* Records for this task:
PR #1820, opened 2019-04-12
Implement constraints in minipyro

### LINKED ISSUE #1819: [FR] Support constraints in minipyro
Currently constraints in Pyro are handled by a `ParamStoreDict` class. The `ParamStoreDict` interface was simplified in #1363, but the class remains complex to retain backwards compatibility. It would be nice to pull out the minimal logic needed to handle constraints.

We could do this in minipyro in two different ways:
1. Simplify the `ParamStoreDict` to be a simple dict whose values are `(unconstrained_value, constraint)` pairs, and move `transform_to(constraint)` logic into `pyro.param()`.
    Advantages: less code overall
2. Keep the logic in `ParamStoreDict` but simplify its interface.
    Advantages: easier for users to use the `PARAM_STORE` directly

fritzo:
Resolves #1819 

This implements constraints in minipyro, following @eb8680 's suggestion of simplifying the `PARAM_STORE`.

Note that this implementation is not backwards compatible wrt `get_param_store()`, since `get_param_store().items()` will return values that are `(unconstrained_value, constraint)` pairs. But since this version is much simpler, I'm happy to standardize on this narrower API for the param store.

## Tested

- [x] updated examples/minipyro.py
- [x] added a new tests/contrib/test_minipyro.py (forked from funsor)

### DIFF
--- a/examples/minipyro.py
+++ b/examples/minipyro.py
@@ -53,7 +53,8 @@ def main(args):
 
         # Report the final values of the variational parameters
         # in the guide after training.
-        for name, value in pyro.get_param_store().items():
+        for name in pyro.get_param_store():
+            value = pyro.param(name)
             print("{} = {}".format(name, value.detach().cpu().numpy()))
 
         # For this simple (conjugate) model we know the exact posterior. In
--- a/pyro/contrib/minipyro.py
+++ b/pyro/contrib/minipyro.py
@@ -14,6 +14,7 @@ found at examples/minipyro.py.
 from __future__ import absolute_import, division, print_function
 
 from collections import OrderedDict
+import weakref
 
 import torch
 
@@ -25,7 +26,7 @@ import torch
 #     See http://docs.pyro.ai/en/0.3.1/parameters.html
 
 PYRO_STACK = []
-PARAM_STORE = {}
+PARAM_STORE = {}  # maps name -> (unconstrained_value, constraint)
 
 
 def get_param_store():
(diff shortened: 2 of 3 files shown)


fritzo:
@neerajprad after this merges I will copy the changes to funsor.minipyro. At some point we should also port the changes to numpyro.minipyro.

fritzo:
> how important is it to maintain backwards compatibility

I agree with @eb8680 that in the case of *.minipyro it is more important to be able to write simple implementations than to support all previous features. This version is still compatible with the use `[pyro.param(name) for name in pyro.get_param_store()]`, and I think it's reasonable to limit the informal minipyro spec to this narrow usage.

eb8680:
> get_param_store() API

I suppose we could support this by constructing a new dictionary:
```
def get_param_store():
    return {name: pyro.param(name) for name in PYRO_PARAM_STORE.keys()}
```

* Exercise objective:
Filter on the word "pairs": copy each matching line from the entries above.

* Solution to this exercise:
1. Simplify the `ParamStoreDict` to be a simple dict whose values are `(unconstrained_value, constraint)` pairs, and move `transform_to(constraint)` logic into `pyro.param()`.
Note that this implementation is not backwards compatible wrt `get_param_store()`, since `get_param_store().items()` will return values that are `(unconstrained_value, constraint)` pairs. But since this version is much simpler, I'm happy to standardize on this narrower API for the param store.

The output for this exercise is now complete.